__AIM OF THE TASK__
Take the records below and retype them line by line, from the first line through the one containing "#### Issue Description"; stop there.

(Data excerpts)
PR #1701, opened 2021-01-10
documentation/1699 - update+refine aircraft command documentation

### LINKED ISSUE #1699: Aircraft command documentation updates + refine wording
Browser: n/a

Airport: n/a

#### Issue Description
I've reviewed the aircraft commands documentation and in-app tutorial text for any required updates and other refinements. Documenting suggested changes here, input/discussion welcomed.

##### `aircraft-commands.md`
- update table of contents to remove "Move Data Block" which is a scope command
- `takeoff` - "climb to the altitude specified" implies that altitude is specified as an argument to this command, clarify by rewording as "... altitude they were *previously cleared to*"
- `taxi` - "hold short of *the* specified runway"
- `ils` - '*' is an alias, not a hotkey, i.e. it is accepted as valid input by the parser
- `fix` - add missing empty line to start new para for "deprecated" text. compare `abort`.
- `hold`
  - add documentation for distance-based holds, added in #1459
  - `l`,`r`,`left`,`right` are all acceptable for direction argument
  - holding over present position if no fix provided is intended behavior but doesn't actually work (#873 / #1318), document this
  - remove mention of commands that implicitly clear the hold #1333, in favor of explicit `exithold` command
- `exithold` - clarify behavior when no specific fix is given. see #1276, #1333
  - at some point I hope to revisit what the intended behavior ought to be and implement accordingly, but for now correctly document the actual behavior
- `altitude` - also mention that acft will not descend below MSA
- `heading`
  - 'shortkey' -> 'hotkey'
  - `l`,`r`,`left`,`right` are all acceptable for direction argument
  - document "turn by specified angle" with one- and two- digit angle specifying heading change
- `speed`
  - '+' and '-' are aliases, not hotkeys
  - add clarification that this is airspeed which will differ from ground speed 

##### tutorial text in `TutorialView.js`
ought to be json-ized, but that's a different issue.

- basic control instructions: radar vectors - make clearer distinction between how to specify target heading vs desired heading change
  - "Usually, you will specify a three-digit heading using..."
  - "instruct an aircraft to turn left *or* right by a given number of degrees if you specify a one- or two-digit number."

#### Steps to reproduce
n/a

cake-pie:
Resolves #1699

The purpose of this pull request is to bring aircraft command documentation up-to-date with various changes, clarify details about command parameters, better document discrepancies between intended vs actual implemented behavior, and other small refinements to wording.

### DIFF
--- a/documentation/aircraft-commands.md
+++ b/documentation/aircraft-commands.md
@@ -54,7 +54,6 @@
 [System Commands](#system-commands)
 
 - [Airport](#airport)
-- [Move Data Block](#move-data-block)
 - [Pause](#pause)
 - [Timewarp](#timewarp)
 - [Tutorial](#tutorial)
@@ -96,9 +95,9 @@ _Aliases -_ `takeoff`, `to`, `cto`
 _Hotkey -_ `numpad /`
 
 _Information -_ This command clears the specified plane for takeoff. They
-will climb to the altitude specified, or in accordance with a SID if told
-previously to "climb via the SID". If neither has happened, they will ask
-for an altitude assignment before they agree to take off.
+will climb to the altitude they were previously cleared to, or in accordance
+with a SID if told previously to "climb via the SID". If neither has happened,
+they will ask for an altitude assignment before they agree to take off.
 
 _Syntax -_ `AAL123 cto`
 
@@ -107,7 +106,7 @@ _Syntax -_ `AAL123 cto`
 _Aliases -_ `taxi` / `wait` / `w`
 
 _Information -_ This command tells the specified plane to taxi to and hold short
-of specified runway.
+of the specified runway.
 
 _Syntax -_ `AAL123 taxi [runway]`
 
@@ -142,9 +141,7 @@ _Syntax -_ `AAL123 dvs` or `AAL123 dvs [alt]`
 
 ### ILS
 
-_Aliases -_ `ils` / `i`
-
-_Shortkey -_ `numpad *`
+_Aliases -_ `ils` / `i` / `*`
 
 _Information -_ This command clears for an ILS approach to a runway. The
 aircraft will continue on its assigned heading until intercepting the localizer,
@@ -164,6 +161,7 @@ These commands allow you to manipulate the route in the aircraft's FMS.
 ~~_Aliases -_ `f` / `fix` / `track`~~
 
 ~~_Syntax -_ `AAL123 f [fixname]`~~
+
 *_This command has been deprecated_*
 
 ### Hold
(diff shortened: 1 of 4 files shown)


n8rzz (approved):

documentation/aircraft-commands.md
```diff
@@ -142,9 +141,7 @@ _Syntax -_ `AAL123 dvs` or `AAL123 dvs [alt]`
 
 ### ILS
 
-_Aliases -_ `ils` / `i`
-
-_Shortkey -_ `numpad *`
+_Aliases -_ `ils` / `i` / `*`
```
erikquinn, line 144: WIth this and other cases where shortkeys/hotkeys are being moved to an alias, we're losing context on some purposeful functionality. The shortkey/hotkey (same meaning iirc, just not all using the same word) implies that you can press _that key_ to insert the command _with the appropriate spaces surrounding it_.

So in this case, while from the parser's point of view, `*` is simply an alias for `ils`, from the user's point of view they have the following options to utilize this command:
- type `ils` followed by a space and the runway number
- type `i` followed by a space and the runway number
- press the `*` key on the keyboard, followed by the runway number (with no space separating them)

The hotkeys also have the advantage of being able to be chained without pressing the space bar. For example, the following key strokes `[right arrow] 2 5 0 [down arrow] 3 0 * 2 8 R` would yield `t r 250 d 30 * 28R` in the command bar without ever touching the space key.

So somehow, we do need to differentiate by which keys perform this behavior and which are simply characters that need to be entered in the command bar for it to be understood by the parser.

documentation/aircraft-commands.md
```diff
@@ -164,28 +161,36 @@ These commands allow you to manipulate the route in the aircraft's FMS.
...
+Optionally, you may also specify:
+
+- the direction of turns during the hold with `left`, `l`, `right`, or `r`
+- the leg length, either as `[time]min` or `[distance]nm`
+- the `radial` (a 3-digit course, eg. 001 to 360) which defines the outbound leg.
+
+Any combination of these arguments provided in any order is acceptable, as long
+as the command `hold` comes first.
+
+_Syntax -_ `AAL123 hold [fixname] [left|l|right|r] [leg_time]min|[leg_dist]nm [radial]` ~~or `AAL123 hold`~~
```
erikquinn, line 193: Please add this sentence back-- I know it is not specific to this command, but is important since the `exitHold` command is not the only way to do so, and may not even be working.

>To clear the aircraft out of the hold, you can use the `exitHold` command below, clear it direct to a fix, or assign it a new heading.

documentation/aircraft-commands.md
```diff
@@ -319,27 +329,32 @@ _Syntax -_ `AAL123 fph`
...
 
-_Syntax -_ `AAL123 fh [hdg]` or `AAL123 (rightarrow) [hdg]` or `AAL123 t r [hdg]`
+The target heading is specified by a three-digit heading. You can force the
+aircraft to reach the heading by turning left or right by inserting `left`,
+`l`, `right`, or `r` before the new heading, as demonstrated below.
 
-### Speed
+Alternatively, you can instruct an aircraft to turn from its current heading by
+a given angle by specifying the direction of turn with the heading change as
+a one- or two-digit number of degrees
```
erikquinn, line 345: Add period and drop hyphens:
`a one or two digit number of degrees.`

documentation/aircraft-commands.md
```diff
@@ -319,27 +329,32 @@ _Syntax -_ `AAL123 fph`
...
 
-_Aliases -_ `speed` / `slow` / `sp`
+_Syntax -_ `AAL123 fh [hdg]` or `AAL123 (rightarrow) [hdg]` or `AAL123 t r 270` (target heading) or `AAL123 t r 45` (heading change)
+
+### Speed
 
-_ShortKey -_ `numpad +` / `numpad -`
+_Aliases -_ `speed` / `slow` / `sp` / `+` / `-`
```
erikquinn, line 351: +/- are hotkeys

documentation/aircraft-commands.md
```diff
@@ -319,27 +329,32 @@ _Syntax -_ `AAL123 fph`
...
 
 _Information -_ This command sets the target speed; aircraft will stay within
 their safe speeds if you tell them to fly faster or slower than they are able
 to. It takes some time to increase and reduce speed. Remember that speed is
-always expressed in knots.
+always expressed in knots, and is indicated airspeed, whereas our radar scope
+can only display groundspeed.
```
erikquinn, line 357: Good change. In fact, knots is super obvious (and beside the point), so let's simplify to:
`Remember that speed assignments are given in indicated airspeed, whereas our scope only displays groundspeeds.`

documentation/scope-commands.md
```diff
@@ -4,29 +4,53 @@ Below is a detailed list outlining all of the available scope commands, includin
 
 Other than moving the data block or accepting handoffs, most commands require that the radar target be under your scope's control.
 
-Please note that the bracketed words (and brackets themselves) used in the syntax examples should be replaced with the appropriate data. Also note that `CID` was used in the examples, but aircraft may be referenced with any of ~~(a) the CID~~, (b) the full callsign, or ~~(c) the squawk code~~.
+Please note that the bracketed words (and brackets themselves) used in the syntax examples should be replaced with the appropriate data. Note that in lieu of having to manually type the `callsign` into the command input, it is also possible to click on the aircraft on the radar scope; doing so will automatically append its callsign to the command input and execute the completed command.
+
+While `callsign` is used in the examples, it is envisioned that in future it will be possible for  aircraft to also be referenced by their CID or squawk code.
```
erikquinn, line 9: - Double space between `for` and `aircraft`.
- it currently works with a click, the full callsign, or the squawk code. Only the CID is not yet implemented for this.

erikquinn (changes requested):
Very nice! Few small changes and I say :shipit:

documentation/aircraft-commands.md
cake-pie: Ah, right. It's worth highlighting that behavior of *numpad*  `+`, `-` and `*`.

On the other hand I'd wanted to make it explicit that inputting them using non-numpad keys will also be acceptable to the parser -- in contrast with, say, the arrow keys, which when pressed are substituted by the corresponding actual commands.

So... both?

documentation/aircraft-commands.md
cake-pie: done

documentation/aircraft-commands.md
cake-pie: done

documentation/aircraft-commands.md
cake-pie: done

documentation/scope-commands.md
cake-pie: fixed

erikquinn (approved):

__RESULT BELOW__
PR #1701, opened 2021-01-10
documentation/1699 - update+refine aircraft command documentation

### LINKED ISSUE #1699: Aircraft command documentation updates + refine wording
Browser: n/a

Airport: n/a

#### Issue Description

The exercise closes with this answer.